◆ TASK OBJECTIVE
Write out exactly what each line says, starting with the first line below and ending on the one with "extern crate jni;".

[Source records]

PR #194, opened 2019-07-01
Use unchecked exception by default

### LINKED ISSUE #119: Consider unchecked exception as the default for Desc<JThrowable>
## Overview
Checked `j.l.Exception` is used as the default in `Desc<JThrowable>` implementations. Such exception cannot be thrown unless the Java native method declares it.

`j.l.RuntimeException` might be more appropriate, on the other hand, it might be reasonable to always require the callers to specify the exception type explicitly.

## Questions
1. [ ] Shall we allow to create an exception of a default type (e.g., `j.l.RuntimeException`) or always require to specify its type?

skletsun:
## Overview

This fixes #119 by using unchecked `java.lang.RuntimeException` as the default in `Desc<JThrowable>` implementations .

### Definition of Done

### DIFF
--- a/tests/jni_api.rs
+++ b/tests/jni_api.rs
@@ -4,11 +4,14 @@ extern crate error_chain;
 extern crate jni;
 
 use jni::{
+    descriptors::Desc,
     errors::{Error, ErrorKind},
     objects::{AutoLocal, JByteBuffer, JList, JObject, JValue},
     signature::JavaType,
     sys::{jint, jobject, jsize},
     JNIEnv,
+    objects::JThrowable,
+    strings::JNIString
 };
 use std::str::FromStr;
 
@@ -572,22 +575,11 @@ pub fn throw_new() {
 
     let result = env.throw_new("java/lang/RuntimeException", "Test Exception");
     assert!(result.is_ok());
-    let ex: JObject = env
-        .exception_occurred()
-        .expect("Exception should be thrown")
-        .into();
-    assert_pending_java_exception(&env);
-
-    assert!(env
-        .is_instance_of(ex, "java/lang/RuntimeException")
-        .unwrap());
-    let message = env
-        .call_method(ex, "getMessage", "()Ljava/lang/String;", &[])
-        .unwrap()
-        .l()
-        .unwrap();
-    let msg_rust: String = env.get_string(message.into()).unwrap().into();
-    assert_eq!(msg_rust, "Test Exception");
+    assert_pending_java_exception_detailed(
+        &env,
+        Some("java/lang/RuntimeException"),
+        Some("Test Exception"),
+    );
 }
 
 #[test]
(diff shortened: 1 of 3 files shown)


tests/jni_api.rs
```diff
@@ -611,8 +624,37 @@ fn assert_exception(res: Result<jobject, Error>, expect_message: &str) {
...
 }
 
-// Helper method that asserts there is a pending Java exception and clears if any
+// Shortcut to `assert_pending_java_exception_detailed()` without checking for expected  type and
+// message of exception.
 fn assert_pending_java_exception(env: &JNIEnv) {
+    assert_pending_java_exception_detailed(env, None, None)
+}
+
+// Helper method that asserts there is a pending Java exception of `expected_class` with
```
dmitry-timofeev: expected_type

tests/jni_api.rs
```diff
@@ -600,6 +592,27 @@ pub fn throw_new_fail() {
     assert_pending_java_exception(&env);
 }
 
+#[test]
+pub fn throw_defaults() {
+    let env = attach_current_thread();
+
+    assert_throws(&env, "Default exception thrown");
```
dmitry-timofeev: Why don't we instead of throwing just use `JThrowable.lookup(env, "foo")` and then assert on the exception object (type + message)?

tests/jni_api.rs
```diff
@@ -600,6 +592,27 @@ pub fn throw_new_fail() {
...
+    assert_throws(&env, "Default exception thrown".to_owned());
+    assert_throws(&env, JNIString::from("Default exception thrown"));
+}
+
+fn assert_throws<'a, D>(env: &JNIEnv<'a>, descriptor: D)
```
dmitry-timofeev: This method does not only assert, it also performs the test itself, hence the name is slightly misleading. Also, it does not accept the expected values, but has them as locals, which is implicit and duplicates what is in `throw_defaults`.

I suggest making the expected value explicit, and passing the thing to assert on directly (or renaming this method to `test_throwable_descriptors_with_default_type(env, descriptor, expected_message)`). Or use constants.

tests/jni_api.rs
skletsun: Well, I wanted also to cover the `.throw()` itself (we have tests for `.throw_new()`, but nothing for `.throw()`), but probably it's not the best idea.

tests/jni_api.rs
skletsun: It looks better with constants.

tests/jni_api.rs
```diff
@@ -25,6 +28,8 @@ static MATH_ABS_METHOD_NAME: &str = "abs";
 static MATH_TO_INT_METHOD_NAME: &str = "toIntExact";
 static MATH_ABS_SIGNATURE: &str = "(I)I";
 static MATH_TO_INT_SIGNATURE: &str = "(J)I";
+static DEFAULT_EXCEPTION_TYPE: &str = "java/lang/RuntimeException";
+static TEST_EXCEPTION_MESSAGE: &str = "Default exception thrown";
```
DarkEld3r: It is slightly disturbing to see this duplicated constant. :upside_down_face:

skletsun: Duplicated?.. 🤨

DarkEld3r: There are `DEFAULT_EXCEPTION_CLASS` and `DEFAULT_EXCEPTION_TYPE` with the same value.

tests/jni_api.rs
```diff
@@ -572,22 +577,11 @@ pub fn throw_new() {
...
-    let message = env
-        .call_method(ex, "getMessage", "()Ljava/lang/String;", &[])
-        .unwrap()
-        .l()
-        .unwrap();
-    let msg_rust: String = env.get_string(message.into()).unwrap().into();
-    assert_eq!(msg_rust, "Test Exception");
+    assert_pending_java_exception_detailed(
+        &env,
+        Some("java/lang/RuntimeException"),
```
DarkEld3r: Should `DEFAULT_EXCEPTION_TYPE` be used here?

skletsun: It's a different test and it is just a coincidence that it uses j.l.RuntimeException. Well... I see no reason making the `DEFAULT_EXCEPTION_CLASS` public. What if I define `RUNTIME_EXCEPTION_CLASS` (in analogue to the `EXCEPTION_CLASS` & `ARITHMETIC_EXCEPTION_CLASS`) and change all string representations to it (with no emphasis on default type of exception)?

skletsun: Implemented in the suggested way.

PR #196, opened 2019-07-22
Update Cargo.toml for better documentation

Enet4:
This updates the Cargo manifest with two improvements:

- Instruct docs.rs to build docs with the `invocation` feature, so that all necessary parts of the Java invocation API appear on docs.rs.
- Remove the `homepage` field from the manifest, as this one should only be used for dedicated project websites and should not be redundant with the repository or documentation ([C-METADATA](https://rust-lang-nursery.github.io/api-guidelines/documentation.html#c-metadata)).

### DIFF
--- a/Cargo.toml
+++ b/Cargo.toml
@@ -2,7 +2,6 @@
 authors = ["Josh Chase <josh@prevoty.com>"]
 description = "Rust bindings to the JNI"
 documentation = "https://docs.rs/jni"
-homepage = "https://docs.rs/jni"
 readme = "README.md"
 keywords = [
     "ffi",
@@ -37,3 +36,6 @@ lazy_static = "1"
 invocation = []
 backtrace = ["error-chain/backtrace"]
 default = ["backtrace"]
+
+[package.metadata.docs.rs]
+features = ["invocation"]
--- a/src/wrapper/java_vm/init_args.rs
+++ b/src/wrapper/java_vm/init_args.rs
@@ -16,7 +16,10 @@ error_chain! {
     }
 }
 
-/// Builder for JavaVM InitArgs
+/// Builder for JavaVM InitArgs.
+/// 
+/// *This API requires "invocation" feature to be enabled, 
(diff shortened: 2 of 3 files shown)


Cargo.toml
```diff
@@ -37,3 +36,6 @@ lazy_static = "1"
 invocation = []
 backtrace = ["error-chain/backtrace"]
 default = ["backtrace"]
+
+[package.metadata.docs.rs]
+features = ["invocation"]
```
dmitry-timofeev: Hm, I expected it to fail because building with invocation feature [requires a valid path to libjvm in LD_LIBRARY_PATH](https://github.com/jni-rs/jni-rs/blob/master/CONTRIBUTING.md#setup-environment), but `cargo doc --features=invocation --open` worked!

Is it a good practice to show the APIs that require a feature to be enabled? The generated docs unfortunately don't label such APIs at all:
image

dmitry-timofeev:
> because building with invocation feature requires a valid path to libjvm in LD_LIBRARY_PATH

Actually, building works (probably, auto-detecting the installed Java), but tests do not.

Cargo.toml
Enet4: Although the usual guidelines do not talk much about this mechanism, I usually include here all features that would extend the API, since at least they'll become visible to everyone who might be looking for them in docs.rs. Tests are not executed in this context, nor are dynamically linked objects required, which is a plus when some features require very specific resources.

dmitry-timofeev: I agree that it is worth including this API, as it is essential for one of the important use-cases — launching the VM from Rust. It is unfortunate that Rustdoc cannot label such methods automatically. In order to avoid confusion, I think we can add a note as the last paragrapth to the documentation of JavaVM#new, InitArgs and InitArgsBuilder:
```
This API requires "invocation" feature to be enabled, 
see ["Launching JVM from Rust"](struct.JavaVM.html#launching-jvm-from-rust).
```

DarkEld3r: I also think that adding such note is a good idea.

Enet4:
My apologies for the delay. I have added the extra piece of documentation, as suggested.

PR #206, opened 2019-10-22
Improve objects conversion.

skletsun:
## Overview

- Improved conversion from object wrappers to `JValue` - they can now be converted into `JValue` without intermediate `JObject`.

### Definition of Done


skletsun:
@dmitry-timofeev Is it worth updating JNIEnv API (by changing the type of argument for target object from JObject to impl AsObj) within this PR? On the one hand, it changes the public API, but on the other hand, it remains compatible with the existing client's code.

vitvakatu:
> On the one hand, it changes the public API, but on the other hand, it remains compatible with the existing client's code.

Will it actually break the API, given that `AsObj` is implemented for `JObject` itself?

◆ ANSWER AREA
PR #194, opened 2019-07-01
Use unchecked exception by default

### LINKED ISSUE #119: Consider unchecked exception as the default for Desc<JThrowable>
## Overview
Checked `j.l.Exception` is used as the default in `Desc<JThrowable>` implementations. Such exception cannot be thrown unless the Java native method declares it.

`j.l.RuntimeException` might be more appropriate, on the other hand, it might be reasonable to always require the callers to specify the exception type explicitly.

## Questions
1. [ ] Shall we allow to create an exception of a default type (e.g., `j.l.RuntimeException`) or always require to specify its type?

skletsun:
## Overview

This fixes #119 by using unchecked `java.lang.RuntimeException` as the default in `Desc<JThrowable>` implementations .

### Definition of Done

### DIFF
--- a/tests/jni_api.rs
+++ b/tests/jni_api.rs
@@ -4,11 +4,14 @@ extern crate error_chain;
 extern crate jni;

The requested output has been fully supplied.